Exercise description - Copy out the whole listing below exactly.

──────

PR #1361, opened 2023-04-17
feat(nexus): refactoring nexus-related code

dsavitskiy:
* Removed unnecessary `&mut self` in nexus and nexus child code
* Cleaned up and improved log messages for rebuild and nexus code

### DIFF
--- a/io-engine/src/bdev/nexus/nexus_bdev_rebuild.rs
+++ b/io-engine/src/bdev/nexus/nexus_bdev_rebuild.rs
@@ -1,6 +1,6 @@
 use futures::channel::oneshot::Receiver;
 use snafu::ResultExt;
-use std::{marker::PhantomData, pin::Pin, sync::Arc};
+use std::{marker::PhantomData, sync::Arc};
 
 use super::{
     nexus_err,
@@ -76,11 +76,11 @@ impl<'n> Nexus<'n> {
     /// Starts a rebuild job and returns a receiver channel
     /// which can be used to await the rebuild completion
     pub async fn start_rebuild(
-        mut self: Pin<&mut Self>,
+        &self,
         child_uri: &str,
     ) -> Result<Receiver<RebuildState>, Error> {
         let name = self.name.clone();
-        info!("{name}: start rebuild request for {child_uri}");
+        info!("{self:?}: start rebuild request for {child_uri}");
 
         // Find a healthy child to rebuild from.
         let src_child_uri = match self
@@ -133,7 +133,7 @@ impl<'n> Nexus<'n> {
         self.reconfigure(DrEvent::ChildRebuild).await;
 
         // Drop rebuild log from the child.
-        if let Ok(c) = self.as_mut().child_mut(&dst_child_uri) {
+        if let Ok(c) = self.child(&dst_child_uri) {
             c.drop_rebuild_log()
         };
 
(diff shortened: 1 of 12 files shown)


dsavitskiy:
bors try

mtzaurus (approved):

io-engine/src/bdev/nexus/nexus_bdev_rebuild.rs
```diff
@@ -177,29 +177,27 @@ impl<'n> Nexus<'n> {
...
-            self.as_mut().get_unchecked_mut().rebuild_history.push(rec);
-        }
+        self.rebuild_history.lock().push(rec);
 
         debug!(
             "{self:?}: new rebuild history record for '{dst}'; \
             total {num} records",
             dst = job.dst_uri,
-            num = self.rebuild_history.len()
+            num = self.rebuild_history.lock().len()
```
tiagolobocastro, line 192: nit: should we get the len before the debug! to avoid taking the lock while writing to stdout? probably doesn't matter too much though

io-engine/src/rebuild/rebuild_job_backend.rs
```diff
@@ -389,8 +431,9 @@ impl RebuildJobBackend {
             });
 
         let progress = (blocks_recovered * 100) / blocks_total;
+        assert!(progress < 100 || blocks_remaining == 0);
```
tiagolobocastro, line 434:
```suggestion
        assert!(progress <= 100 || blocks_remaining == 0);
```
It may be called when it's complete.

io-engine/src/rebuild/rebuild_job_backend.rs
```diff
@@ -402,17 +445,7 @@ impl RebuildJobBackend {
...
-        info!(
-            "State: {state}, Nexus: {nex}, Src: {src}, Dst: {dst}: {res:?}",
-            state = self.state(),
-            nex = self.nexus_name,
-            src = self.src_uri,
-            dst = self.dst_uri,
-        );
-
-        res
+        }
```
tiagolobocastro, line 448: I see you removed the log message below, any reason why? I find it is useful to see these when going through the logs.

tiagolobocastro (approved):

io-engine/src/bdev/nexus/nexus_bdev_rebuild.rs
dsavitskiy: isn't the arg expr calculated before calling a func?

io-engine/src/rebuild/rebuild_job_backend.rs
dsavitskiy: The stats are still printed in logs, I just wanted to avoid duplicate messages in  certain situations. I moved logging of the stats in other places from where get_stats() is called.

io-engine/src/rebuild/rebuild_job_backend.rs
dsavitskiy: There was a bug in rebuild log management, making blocks_remaining > 0 even after all blocks were copied. So I added this assert to check that.

- progress < 100: blocks_remaining can be > 0, or =0 if  no "dirty" blocks remain.
- progress == 100: blocks_remaining must be 0, as all blocks were copied.

If it is like assert!(progress <= 100 || EXPR), EXPR is never checked as progress is always <= 100 due to the way it is calculated.

dsavitskiy:
bors merge

io-engine/src/rebuild/rebuild_job_backend.rs
tiagolobocastro: Ah right sorry I had misread the statement previously, got it.

io-engine/src/bdev/nexus/nexus_bdev_rebuild.rs
tiagolobocastro: It is, but as I understand it, the mutex guard temporary is only dropped at the end of the function call.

──────

Exercise response -
PR #1361, opened 2023-04-17
feat(nexus): refactoring nexus-related code

dsavitskiy:
* Removed unnecessary `&mut self` in nexus and nexus child code
* Cleaned up and improved log messages for rebuild and nexus code

### DIFF
--- a/io-engine/src/bdev/nexus/nexus_bdev_rebuild.rs
+++ b/io-engine/src/bdev/nexus/nexus_bdev_rebuild.rs
@@ -1,6 +1,6 @@
 use futures::channel::oneshot::Receiver;
 use snafu::ResultExt;
-use std::{marker::PhantomData, pin::Pin, sync::Arc};
+use std::{marker::PhantomData, sync::Arc};
 
 use super::{
     nexus_err,
@@ -76,11 +76,11 @@ impl<'n> Nexus<'n> {
     /// Starts a rebuild job and returns a receiver channel
     /// which can be used to await the rebuild completion
     pub async fn start_rebuild(
-        mut self: Pin<&mut Self>,
+        &self,
         child_uri: &str,
     ) -> Result<Receiver<RebuildState>, Error> {
         let name = self.name.clone();
-        info!("{name}: start rebuild request for {child_uri}");
+        info!("{self:?}: start rebuild request for {child_uri}");
 
         // Find a healthy child to rebuild from.
         let src_child_uri = match self
@@ -133,7 +133,7 @@ impl<'n> Nexus<'n> {
         self.reconfigure(DrEvent::ChildRebuild).await;
 
         // Drop rebuild log from the child.
-        if let Ok(c) = self.as_mut().child_mut(&dst_child_uri) {
+        if let Ok(c) = self.child(&dst_child_uri) {
             c.drop_rebuild_log()
         };
 
(diff shortened: 1 of 12 files shown)


dsavitskiy:
bors try

mtzaurus (approved):

io-engine/src/bdev/nexus/nexus_bdev_rebuild.rs
```diff
@@ -177,29 +177,27 @@ impl<'n> Nexus<'n> {
...
-            self.as_mut().get_unchecked_mut().rebuild_history.push(rec);
-        }
+        self.rebuild_history.lock().push(rec);
 
         debug!(
             "{self:?}: new rebuild history record for '{dst}'; \
             total {num} records",
             dst = job.dst_uri,
-            num = self.rebuild_history.len()
+            num = self.rebuild_history.lock().len()
```
tiagolobocastro, line 192: nit: should we get the len before the debug! to avoid taking the lock while writing to stdout? probably doesn't matter too much though

io-engine/src/rebuild/rebuild_job_backend.rs
```diff
@@ -389,8 +431,9 @@ impl RebuildJobBackend {
             });
 
         let progress = (blocks_recovered * 100) / blocks_total;
+        assert!(progress < 100 || blocks_remaining == 0);
```
tiagolobocastro, line 434:
```suggestion
        assert!(progress <= 100 || blocks_remaining == 0);
```
It may be called when it's complete.

io-engine/src/rebuild/rebuild_job_backend.rs
```diff
@@ -402,17 +445,7 @@ impl RebuildJobBackend {
...
-        info!(
-            "State: {state}, Nexus: {nex}, Src: {src}, Dst: {dst}: {res:?}",
-            state = self.state(),
-            nex = self.nexus_name,
-            src = self.src_uri,
-            dst = self.dst_uri,
-        );
-
-        res
+        }
```
tiagolobocastro, line 448: I see you removed the log message below, any reason why? I find it is useful to see these when going through the logs.

tiagolobocastro (approved):

io-engine/src/bdev/nexus/nexus_bdev_rebuild.rs
dsavitskiy: isn't the arg expr calculated before calling a func?

io-engine/src/rebuild/rebuild_job_backend.rs
dsavitskiy: The stats are still printed in logs, I just wanted to avoid duplicate messages in  certain situations. I moved logging of the stats in other places from where get_stats() is called.

io-engine/src/rebuild/rebuild_job_backend.rs
dsavitskiy: There was a bug in rebuild log management, making blocks_remaining > 0 even after all blocks were copied. So I added this assert to check that.

- progress < 100: blocks_remaining can be > 0, or =0 if  no "dirty" blocks remain.
- progress == 100: blocks_remaining must be 0, as all blocks were copied.

If it is like assert!(progress <= 100 || EXPR), EXPR is never checked as progress is always <= 100 due to the way it is calculated.

dsavitskiy:
bors merge

io-engine/src/rebuild/rebuild_job_backend.rs
tiagolobocastro: Ah right sorry I had misread the statement previously, got it.

io-engine/src/bdev/nexus/nexus_bdev_rebuild.rs
tiagolobocastro: It is, but as I understand it, the mutex guard temporary is only dropped at the end of the function call.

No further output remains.